Maybe it will be more clear if you post the section of code that shows how you set the limits given the model you have constructed.

Are you saying you are not scanning the a region of the poi? I don’t understand the difference between looking for the value of s that corresponds to Cls=0.05 and evaluting the CLs at a given value of s. The latter is found by scanning over a region of s, evaluating the CLs value at each particular value of s then drawing a horizontal line at 0.05 to indicate the value of s that corresponds to 5%. So you are just asking what is the CLs value at many different values of s.

I agree with your comment about the second solution. Replacing the poisson distribution with a Gaussian won’t work since the problem is hitting a numerical limit not a difficulty in calculating the distribution itself it seems.

Cheers,

Kuhan

TMar · March 25, 2014, 8:51pm

Hi Daschm,

I am trying to teach myself RooStats and I came across your post here. I tried using your code, but I ended up getting an error.

testroostats.exe(12975) malloc: *** error for object 0x1101c17c0: pointer being freed was not allocated *** set a breakpoint in malloc_error_break to debug Abort trap: 6

It occurs during the execution of this line:

ModelConfig mc("ModelConfig",&w);

Did you ever encounter that? I assume you are using the ROOT interpreter to run your macro, correct? I use ROOT as libraries for C++ code, and that may be part of the issue.
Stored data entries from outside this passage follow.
PR #1763, opened 2026-08-20
fix(utils): require a project marker before ordinary-word dirs exclude

### LINKED ISSUE #1727: Any folder named Library, Applications, System, private, var, tmp, dev, cache, logs… is silently skipped, at any depth

TalexDreamSoul:
Closes the last two acceptance criteria of #1727. The first two — root-anchoring `SYSTEM_BLACKLISTED_DIRS`, and keeping `~/Library` / `%APPDATA%` excluded — landed in #1728 and #1731.

## The decision #1727 asked for

> A decision recorded on whether development names apply under user document roots.

**Not by name alone.** `node_modules` is nobody's document folder and keeps excluding wherever it appears. `build`, `dist`, `out`, `bin`, `target`, `coverage`, `logs`, `tmp`, `temp` and `cache` are ordinary English words, and they now exclude only where a project marker (`package.json`, `Cargo.toml`, `go.mod`, `Makefile`, `.git`, `*.csproj`, …) sits beside the directory.

That is the signal ripgrep, fd and VS Code use for the same question, and it is free here: `scanDirectoryInto` has already called `readdir` on the parent before it descends, so the sibling list is in hand. One `map`, no extra syscall.

| path | before | after |
| --- | --- | --- |
| `~/Documents/build` | skipped, silently | indexed |
| `~/Documents/build/2026` | skipped, silently | indexed |
| `~/Movies/tmp`, `~/Pictures/cache`, `~/Documents/logs` | skipped | indexed |
| `~/Projects/app/dist` (next to `package.json`) | skipped | skipped |
| `~/Documents/x/node_modules` | skipped | skipped |
| `/usr/bin`, `/var/tmp` | skipped | skipped |

## The half a leaf-name-only fix would have missed

`PATH_PATTERNS.DEV_PATHS` carries `/build\//` and `CACHE_PATHS` carries `/\/tmp\//` — unanchored, so they match an **ancestor** segment. Relaxing the leaf name alone would have made `~/Documents/build` indexable while everything under it stayed excluded: a fix that passes a shallow test and still loses the user's files.

Those two pattern sets are therefore skipped for callers that supply a sibling list. Such a caller is walking top-down and has already had the per-level rule applied at every ancestor, and every name the patterns carry is either in `DEV_BLACKLISTED_DIRS` / `TEMP_BLACKLISTED_DIRS` or starts with a dot, so nothing is lost. `SYSTEM_PATHS` stays unconditional — it is the one of the three that catches what the per-level name rule cannot, `/usr/bin` being exactly that case once `bin` is relaxed.

## Blast radius

`TraversalContext` is optional and only `scanDirectoryInto` passes it. Index upserts, manual adds and the file-level containing-path check read as "cannot tell" and keep the pre-#1727 answer, so they are byte-for-byte unchanged. `undefined` and `[]` are deliberately distinct: never-looked vs. read-and-found-nothing.

One reason string changes: `/usr/bin` was reported as `development-path` and is now `system-path`. No caller branches on the value — every one of them tests `=== null` or truthiness.

## Verification

- `packages/utils` full suite: **189 files, 1378 passed, 1 skipped**
- 14 new tests in `file-filter-project-context.test.ts`, both directions
- `pnpm lint` (the utils CI gate) clean
- **Negative control:** with the new constants kept but the service logic reverted to HEAD, the 4 tests that encode the fix fail and the 10 that guard unchanged behaviour pass. The tests fail on the bug, not just pass on the fix.

Fixes #1727

## Summary by CodeRabbit

- **Bug Fixes**
  - Improved directory scanning to recognize project context using nearby project files and metadata.
  - Reduced false exclusions for ordinary directories that share names with development or cache folders.
  - Preserved strict exclusions for system paths, hidden entries, bundles, dependency folders, and configured blacklists.
  - Maintained consistent filtering when project context is unavailable, including nested paths and case variations.

- **Tests**
  - Added comprehensive coverage for project-aware filtering and traversal scenarios.

### DIFF
--- a/packages/utils/__tests__/file-filter-project-context.test.ts
+++ b/packages/utils/__tests__/file-filter-project-context.test.ts
@@ -1,0 +1,155 @@
+import { describe, expect, it } from 'vitest'
+import {
+  CONTEXT_DEPENDENT_BLACKLISTED_DIRS,
+  DEV_BLACKLISTED_DIRS,
+  TEMP_BLACKLISTED_DIRS,
+} from '../common/file-scan-constants'
+import { fileFilterService } from '../common/file-filter-service'
+
+/**
+ * #1727's last acceptance criterion: a decision on whether development names apply under a user's
+ * document roots.
+ *
+ * The decision is *not by name alone*. `node_modules` is nobody's document folder and keeps
+ * excluding everywhere; `build`, `dist`, `out`, `bin`, `target`, `coverage`, `logs`, `tmp`, `temp`
+ * and `cache` are ordinary English words, and they exclude only where a project marker sits beside
+ * them — the same signal ripgrep, fd and VS Code use, and free here because the traversal has
+ * already read the parent before it descends.
+ *
+ * Both directions are asserted below, because only one of them is the silent one: a wrongly-kept
+ * exclusion produces no error, no `errorCount`, and a search result identical to "file not there".
+ */
+
+/** A directory whose siblings were read and contain no project marker. */
+const withoutProject = (p: string, siblings: readonly string[] = ['notes.txt']): string =>
+  String(fileFilterService.getTraversalExclusionReason(p, undefined, { siblingNames: siblings }) ?? '—')
+
+/** The same, next to a `package.json`. */
+const withProject = (p: string, marker = 'package.json'): string =>
+  String(
+    fileFilterService.getTraversalExclusionReason(p, undefined, {
+      siblingNames: [marker, 'src', 'README.md'],
+    }) ?? '—',
+  )
+
+/** No context at all — every caller other than the traversal. */
+const withoutContext = (p: string): string =>
+  String(fileFilterService.getTraversalExclusionReason(p) ?? '—')
+
+const ORDINARY_WORDS = [...CONTEXT_DEPENDENT_BLACKLISTED_DIRS]
+
+describe('#1727 ordinary-word dirs under a user root', () => {
+  it('has names to check, so the loops below are not vacuous', () => {
+    expect(ORDINARY_WORDS.length).toBeGreaterThan(0)
+  })
+
+  /**
+   * The set only ever weakens where an existing list applies. A name here that is on neither list
+   * would be inventing policy in a constant nobody reads.
+   */
+  it('only relaxes names the two blacklists already own', () => {
+    for (const name of ORDINARY_WORDS) {
+      expect(
+        DEV_BLACKLISTED_DIRS.has(name) || TEMP_BLACKLISTED_DIRS.has(name),
+        name,
+      ).toBe(true)
+    }
+  })
+
+  it('indexes them when nothing beside them says "project"', () => {
+    for (const name of ORDINARY_WORDS) {
+      const p = `/Users/someone/Documents/${name}`
+      expect(withoutProject(p), p).toBe('—')
+    }
+  })
+
+  it('still excludes them beside a project marker', () => {
+    for (const name of ORDINARY_WORDS) {
+      const p = `/Users/someone/Projects/app/${name}`
+      expect(withProject(p), p).not.toBe('—')
+    }
+  })
+
+  /**
+   * The half a leaf-name-only fix would have missed. `PATH_PATTERNS.DEV_PATHS` carries `/build\//`
+   * unanchored, so it matches an *ancestor* segment: `~/Documents/build` would come back indexed
+   * while everything under it stayed excluded.
+   */
+  it('indexes what is below them too, not just the folder itself', () => {
+    const p = '/Users/someone/Documents/build/2026'
+    expect(withoutProject(p, ['2026', 'notes.txt']), p).toBe('—')
+    expect(withoutProject('/Users/someone/Documents/tmp/receipts'), 'tmp/receipts').toBe('—')
+  })
+
+  it('recognises project markers other than package.json', () => {
+    for (const marker of ['Cargo.toml', 'go.mod', 'Makefile', 'pom.xml', '.git'])
+      expect(withProject('/Users/someone/Documents/target', marker), marker).not.toBe('—')
+  })
+
+  /** `App.csproj` is named per project, so the marker list matches it by suffix. */
+  it('recognises per-project marker names by suffix', () => {
+    expect(withProject('/Users/someone/Documents/bin', 'App.csproj')).not.toBe('—')
+  })
+
+  it('matches markers case-insensitively', () => {
+    expect(withProject('/Users/someone/Documents/build', 'makefile')).not.toBe('—')
+  })
+})
+
+describe('#1727 what the relaxation must not touch', () => {
+  it('keeps node_modules excluded with or without a project beside it', () => {
+    const p = '/Users/someone/Documents/node_modules'
+    expect(withoutProject(p)).toBe('development-path')
+    expect(withProject(p)).toBe('development-path')
+    expect(withoutContext(p)).toBe('development-path')
+  })
+
+  /**
+   * `bin` is on the macOS system list *and* the dev list. Relaxing the dev half must not hand back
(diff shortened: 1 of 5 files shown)


TalexDreamSoul:
## Wiring verification

I said in review that this PR had no end-to-end verification, and that the fixture experiment I tried did not run — the control file came back unindexed, which proved the experiment was broken rather than the filter aggressive. Here is what I did instead, and what it does and does not establish.

The risk worth checking is not "is the rule right" — the unit tests cover that. It is **"is the new context actually supplied by the real scanner, at the right level, in the shape the filter reads"**. A context that no production caller populates would leave `walksEveryLevel` permanently false and this PR would be inert, while every unit test still passed. That is a static property, so I traced it statically rather than staging another live scan.

**The capability is derived, not passed as a flag:**

```
file-filter-service.ts:340   const walksEveryLevel = context?.siblingNames !== undefined;
```

**The recursion supplies it from entries it already has** — this is the line that makes the PR live, and the one absent on master:

```
file-scan-utils.ts:457   const entryNames = entries.map((entry) => entry.name);
file-scan-utils.ts:459     await scanDirectoryInto(subDir, opts, excludePaths, depth + 1, out, stats, sink, entryNames)
```

so every directory below a scan root is judged against its own sibling list, and a scan root — which has no parent that was read — passes `undefined` and keeps the stricter pre-existing answer. That asymmetry is the right way round: the widening never applies at a level where the evidence for it was never gathered.

**And the production index path is that same code**, not a parallel implementation:

```
file-provider.ts:841,922        scanDirectory: (rootPath, excludePaths, runOptions) => …
addon/files/utils.ts:42-47      → globalScanDirectory   (a field remap, no traversal logic of its own)
file-scan-utils.ts              → scanDirectoryInto
```

consumed by both `file-provider-full-scan-run-service.ts:76` and `file-provider-reconciliation-run-service.ts:193`, so full scans and reconciliation runs both go through it.

Worked through the fixture case by hand against that chain: `Documents/build` is judged against `['build','notes']`, no project marker, indexed; `Projects/app/dist` is judged against `['package.json','dist']`, marker present, excluded. That is the intended semantics.

**What this does not establish.** No live scan was run and no rows were read out of `search-index.db` — this is a trace of the call graph, not an observation of the outcome. It rules out the inert-context failure, which was the one I actually doubted; it would not catch something that goes wrong only against a real filesystem, such as a permission-denied directory or a symlink loop changing which entries `readdir` returns.

TalexDreamSoul:
Disclosure against #318, which scopes the remaining indexing-memory risk to exactly the function this PR changes.

That issue's residual is that `fs.readdir(dirPath, { withFileTypes: true })` is unbounded for a single directory with huge fan-out — measured there at 95.7 MiB and climbing for 100k entries in one directory. **This PR adds an allocation on that path**:

```js
const entryNames = entries.map((entry) => entry.name);
```

retained for the duration of each directory's recursion, alongside `entries`. Measured:

| entries | `entries` | added `entryNames` | overhead |
| ---: | ---: | ---: | ---: |
| 100,000 | 19.08 MiB | 0.76 MiB | **4.0%** |
| 200,000 | 41.20 MiB | 1.53 MiB | **3.7%** |

The strings are shared with the Dirent objects, so this is the pointer array only. A Dirent stand-in was used, so the ratio is the reliable part, not the absolute MiB.

Not proposing a change here. The comment at that line already says the map "costs one map, no syscall", which is true about syscalls and silent about memory — worth saying out loud on an issue that is specifically about this function's retention. It is also compatible with the `opendir` streaming fix #318 is weighing: names-only retention is ~4% of the current per-directory cost, so collecting names while streaming would keep this PR's filter working and still take the big win.

Also noted on #318: that issue's tree-level numbers were measured on the assumption the dev/temp filter half stays as-is, which is what this PR changes. They should be re-measured after this lands rather than carried forward.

That being said, I am curious if there exists any simple code to calculate the 95% exclusion limit given Nobs, Nbkg and Error on Nbkg. It seems like all of the RooStats examples I have seen go through excessive steps in order to calculate something that should be just a few lines. I can calculate CLs values in C++ without accounting for the error on Nbkg with about 10 lines of code and it runs quickly enough for Nobs < 10k. While I understand the powerfulness and usefulness of a system like RooStats, it certainly is not user friendly.